A first solution is created by adding the maximum amount of Lead Nitrate that can be completely dissolved at 30 degrees Celsius to 10 grams of water. A second solution is created by raising the temperature to 60 degrees Celsius and adding the maximum amount of Lead Nitrate that can be completely dissolved. What is the percent increase in amount of Lead Nitrate from the first solution to the second?


Show: :: OA
50%


There's some very important information in the fine print.

Image

FIRST SOLUTION
At 30 degrees Celsius, the solubility is about 40%.
This means the mass of lead nitrate comprises 40% of the entire solution
Let x = the number of grams of lead nitrate in the resulting solution
This means the mass of the entire solution = 10 + x grams
We can now write: x/(10 + x) = 40/100
Simplify: x/(10 + x) = 2/5
Cross multiply: (5)(x) = (2)(10 + x)
Expand: 5x = 20 + 2x
Solve: x = 20/3
In other words, the FIRST solution contains 20/3 grams of lead nitrate.


SECOND SOLUTION
At 60 degrees Celsius, the solubility is about 50%.
This means the mass of lead nitrate comprises 50% of the entire solution
Let y = the number of grams of lead nitrate in the resulting solution
We can write: y/(10 + y) = 50/100
Simplify: y/(10 + y) = 1/2
Cross multiply: (2)(y) = (1)(10 + x)
Expand: 2y = 10 + x
Solve: x = 10
In other words, the SECOND solution contains 10 grams of lead nitrate.

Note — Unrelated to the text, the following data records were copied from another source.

PR #45, opened 2019-05-16
Improve .desktop file

elihunter173:
I added more detail to the `gnvim.desktop` file, most notably the MIME type and keywords, so that GNvim can be discovered as a text editor in specific "Select Application for ____ file type" dialogs.

I also added a description of the program in many different languages.

This was achieved by copying the `.desktop` file from Neovim and then modifying it to be appropriate for GNvim.


vhakulinen:
Thanks!

Issue #47, opened 2019-05-31
All popup menu icons are question mark icons


TypeAndProgram:
From the screenshots of GNvim in the wiki I assume that there should be icons of boxes, < >, etc. in the popup menu for auto completions. However, as the title states, mine only shows circled question marks:

![image](https://user-images.githubusercontent.com/46855713/58734487-2edffe80-83bd-11e9-8f26-e5a4d3422f60.png)

Am I missing a package/font for my system? The GNvim runtime is loaded, and I have not installed GNvim; I am running it w/out installing using the `GNVIM_RUNTIME_PATH=/path/to/gnvim/runtime cargo run` command, as an FYI (although IIRC it did the same thing when it was installed on my previous Linux install).

badosu:
This is the same for me too, I wonder if you're using a LSP plugin that is not [gnvim-lsp](https://github.com/vhakulinen/gnvim-lsp)?

I use [coc.nvim](https://github.com/neoclide/coc.nvim) and this is how it looks like:

![Screenshot from 2019-06-03 23-08-03](https://user-images.githubusercontent.com/347552/58846115-78964680-8654-11e9-9828-0036cec4d99b.png)

TypeAndProgram:
No, I use [LanguageClient-Neovim](https://github.com/autozimu/LanguageClient-neovim). Is gnvim-lsp required to have the icons? If so, do you think that info could be added to the wiki? I’ll try switching to vim-lsp with gnvim-lsp and let you know what happens.

TypeAndProgram:
Ok, so the problem is the language server. Using [vim-lsp](https://github.com/prabirshrestha/vim-lsp) (with or without [gnvim-lsp](https://github.com/vhakulinen/gnvim-lsp)), the icons show correctly:

![image](https://user-images.githubusercontent.com/46855713/58879355-20366780-869b-11e9-8a39-de728c2f6dbe.png)

Is there is a way to add this functionality to gnvim for other language clients like [LanguageClient-Neovim](https://github.com/autozimu/LanguageClient-neovim) as well? If not or until this is added, can this info be added to the wiki/README?

Also, could it not be set for gnvim to default to no icons in the popup menu if vim-lsp is absent?

badosu:
> Is there is a way to add this functionality to gnvim for other language clients like LanguageClient-Neovim as well? If not or until this is added, can this info be added to the wiki/README?

[...]

PR #49, opened 2019-06-04
Support other LSPs completion icons

badosu:
This is an initial effort to show how support for other LSP plugins may work.

Screenshot from 2019-06-04 14-57-50

This implementation works, but would gladly appreciate feedback if a better approach is possible.

See also:

- https://github.com/vhakulinen/gnvim/issues/47#issuecomment-498773230
- https://github.com/neovim/neovim/issues/10119

### DIFF
--- a/src/nvim_bridge.rs
+++ b/src/nvim_bridge.rs
@@ -242,33 +242,43 @@ pub enum CompletionItemKind {
 }
 
 impl From<&str> for CompletionItemKind {
+    // Returns CompletionItemKind from a string
+    //
+    // Lower case kinds are vim-lsp
+    //   https://github.com/prabirshrestha/vim-lsp/blob/2b583fefa20b7b1a5e7481a93fb6f1fee67e0846/autoload/lsp/omni.vim#L4-L28
+    // Single characters are coc.nvim
+    //   https://github.com/neoclide/coc.nvim/blob/909710fddb04d383e5546b0f869c44f395a80d02/src/languages.ts#L143-L167
+    // Pascal cased kinds are LanguageClient-neovim
+    //   https://github.com/autozimu/LanguageClient-neovim/blob/0ac444affdff8db699684aa4cf04c2cb0daf0286/rplugin/python3/denite/lsp/protocol.py#L48-L55
     fn from(from: &str) -> Self {
         match from {
-            "class" => CompletionItemKind::Class,
+            "class" | "C" | "Class" => CompletionItemKind::Class,
             "color" => CompletionItemKind::Color,
-            "constant" => CompletionItemKind::Constant,
-            "constructor" => CompletionItemKind::Constructor,
-            "enum" => CompletionItemKind::Enum,
-            "enum member" => CompletionItemKind::EnumMember,
-            "event" => CompletionItemKind::Event,
-            "function" => CompletionItemKind::Function,
-            "file" => CompletionItemKind::File,
-            "folder" => CompletionItemKind::Folder,
-            "field" => CompletionItemKind::Field,
-            "interface" => CompletionItemKind::Interface,
-            "keyword" => CompletionItemKind::Keyword,
-            "method" => CompletionItemKind::Method,
-            "module" => CompletionItemKind::Module,
-            "operator" => CompletionItemKind::Operator,
-            "property" => CompletionItemKind::Property,
-            "reference" => CompletionItemKind::Reference,
+            "constant" | "Constant" => CompletionItemKind::Constant,
+            "constructor" | "Constructor" => CompletionItemKind::Constructor,
+            "enum" | "Enum" => CompletionItemKind::Enum,
+            "enum member" | "Enum Member" => CompletionItemKind::EnumMember,
+            "event" | "E" | "Event" => CompletionItemKind::Event,
+            "file" | "F" | "File" => CompletionItemKind::File,
+            "field" | "m" | "Field" => CompletionItemKind::Field,
+            "folder" | "Folder" => CompletionItemKind::Folder,
+            "function" | "Function" => CompletionItemKind::Function,
+            "interface" | "I" | "Interface" => CompletionItemKind::Interface,
+            "keyword" | "k" | "Key" => CompletionItemKind::Keyword,
+            "method" | "f" | "Method" => CompletionItemKind::Method,
+            "module" | "M" | "Module" => CompletionItemKind::Module,
+            "operator" | "O" | "Operator" => CompletionItemKind::Operator,
+            "property" | "Property" => CompletionItemKind::Property,
+            "reference" | "r" => CompletionItemKind::Reference,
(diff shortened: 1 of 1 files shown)


vhakulinen:
I think this is good enough solution. I would like to see the missing ones added too (folder and file for example).

badosu:
@vhakulinen What do you mean, the coc ones? Coc.nvim has less granularity than vim-lsp so many icons are not mapped.

I used the ones I thought made sense, if you want to make a suggestion see https://github.com/neoclide/coc.nvim/blob/909710fddb04d383e5546b0f869c44f395a80d02/src/languages.ts#L143-L167 and let me know which icon you think is mapped better.

vhakulinen:
Hmh, lets get back to this once #50 is merged.

badosu:
@vhakulinen @smolck rebased.

I did not have found the time to test languageclient-neovim, will do that when I can. Meanwhile I hope we can merge this.

smolck:
@badosu I was able to test this with LanguageClient-Neovim, and it appeared to work and look as intended. Here is the diff:
```diff
diff --git a/src/nvim_bridge.rs b/src/nvim_bridge.rs
index be8e98a..6572334 100644
--- a/src/nvim_bridge.rs
+++ b/src/nvim_bridge.rs
@@ -244,31 +244,31 @@ pub enum CompletionItemKind {
 impl From<&str> for CompletionItemKind {
     fn from(from: &str) -> Self {
         match from {
-            "class" | "C" => CompletionItemKind::Class,
+            "class" | "C" | "Class" => CompletionItemKind::Class,
             "color" => CompletionItemKind::Color,
-            "constant" => CompletionItemKind::Constant,
-            "constructor" => CompletionItemKind::Constructor,
-            "enum" => CompletionItemKind::Enum,
-            "enum member" => CompletionItemKind::EnumMember,
-            "event" | "E" => CompletionItemKind::Event,
-            "function" => CompletionItemKind::Function,
-            "file" | "F" => CompletionItemKind::File,
-            "folder" => CompletionItemKind::Folder,
+            "constant" | "Constant" => CompletionItemKind::Constant,
+            "constructor" | "Constructor" => CompletionItemKind::Constructor,
+            "enum" | "Enum"=> CompletionItemKind::Enum,
+            "enum member" | "Enum Member" => CompletionItemKind::EnumMember,
+            "event" | "E" | "Event"=> CompletionItemKind::Event,
+            "function" | "Function" => CompletionItemKind::Function,
+            "file" | "F" | "File" => CompletionItemKind::File,
+            "folder" | "Folder" => CompletionItemKind::Folder,
             "field" | "m" => CompletionItemKind::Field,
-            "interface" | "I" => CompletionItemKind::Interface,
-            "keyword" | "k" => CompletionItemKind::Keyword,
-            "method" | "f" => CompletionItemKind::Method,
-            "module" | "M" => CompletionItemKind::Module,
-            "operator" | "O" => CompletionItemKind::Operator,
-            "property" => CompletionItemKind::Property,
+            "interface" | "I" | "Interface" => CompletionItemKind::Interface,
+            "keyword" | "k" | "Key" => CompletionItemKind::Keyword,
+            "method" | "f" | "Method" => CompletionItemKind::Method,
+            "module" | "M" | "Module" => CompletionItemKind::Module,
+            "operator" | "O" | "Operator" => CompletionItemKind::Operator,
+            "property" | "Property" => CompletionItemKind::Property,
             "reference" | "r" => CompletionItemKind::Reference,
             "snippet" => CompletionItemKind::Snippet,
-            "struct" | "S" => CompletionItemKind::Struct,
+            "struct" | "S" | "Struct" => CompletionItemKind::Struct,
             "text" => CompletionItemKind::Text,
-            "type parameter" | "T" => CompletionItemKind::TypeParameter,
+            "type parameter" | "T" | "Type Parameter" => CompletionItemKind::TypeParameter,
             "unit" | "U" => CompletionItemKind::Unit,
             "value" => CompletionItemKind::Value,
-            "variable" | "v" => CompletionItemKind::Variable,
+            "variable" | "v" | "Variable" => CompletionItemKind::Variable,
             _ => CompletionItemKind::Unknown,
         }
     }
```
Considering that this is a small addition, I think we could probably just include the support for LanguageClient-Neovim in this PR. What do you think?

badosu:
No problem, I'll include it, thanks!

badosu:
@vhakulinen @smolck I updated to use LanguaceClient-neovim icons as well.

Included some missing kinds from vim-lsp and took the liberty to merge some kinds icons.

Let me know your thoughts.

badosu:
Just pushed a separate commit for ease-of-review and reversibility extracting `CompletionItemKind` from `nvim_bridge`.

vhakulinen:
Interesting that LanguageClient-neovim doesn't comply to the lsp documentation: https://microsoft.github.io/language-server-protocol/specification#textDocument_completion. This PR should not add any new keywords, since the ones documented in the lsp spec are already there.

src/ui/popupmenu/completion_item_kind.rs
```diff
@@ -0,0 +1,105 @@
+#[derive(Clone)]
+pub enum CompletionItemKind {
```
vhakulinen: Keep this in the nvim_bridge file.

badosu: Done

badosu:
> This PR should not add any new keywords, since the ones documented in the lsp spec are already there.

You mean, we should restrict only to kinds specified by the documentation?

```
namespace CompletionItemKind {
	export const Text = 1;
	export const Method = 2;
	export const Function = 3;
	export const Constructor = 4;
	export const Field = 5;
	export const Variable = 6;
	export const Class = 7;
	export const Interface = 8;
	export const Module = 9;
	export const Property = 10;
	export const Unit = 11;
	export const Value = 12;
	export const Enum = 13;
	export const Keyword = 14;
	export const Snippet = 15;
	export const Color = 16;
	export const File = 17;
	export const Reference = 18;
	export const Folder = 19;
	export const EnumMember = 20;
	export const Constant = 21;
	export const Struct = 22;
	export const Event = 23;
	export const Operator = 24;
	export const TypeParameter = 25;
}
```

vhakulinen:
Yes. Otherwise we'll end up supporting unmaintainable set of completion kinds. We could also write our own documented set of supported kinds or even create a way to set the map from kind value to an icon through viml. But for now, lets stick with the kinds documented in lsp spec.

badosu:
@vhakulinen It seems this is a WIP at the moment, but some clients already have it implemented, see: https://github.com/microsoft/language-server-protocol/issues/343

Anyway, I reverted back to only standard kinds.

badosu:
Let me know if there are any issues pending.

smolck:
LGTM. Will definitely be nice to support the main LSPs 👍

vhakulinen:
Merged!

So the mass of lead nitrate went from 20/3 grams to 10 grams, and we need to find the percent increase.

WE COULD plug 20/3 and 10 into the formula for finding percent change, but that's going to be a pain.
Instead multiply both values by 3 to get the equivalent "ratios" 20 and 30

If we do this, we can see that there's a 50% increase from 20 and 30

Answer: 50

Aside: As @Carcass already noted, it's highly unlikely that this would be a Numeric Entry question, since we can't be very accurate when it comes to reading values off the chart.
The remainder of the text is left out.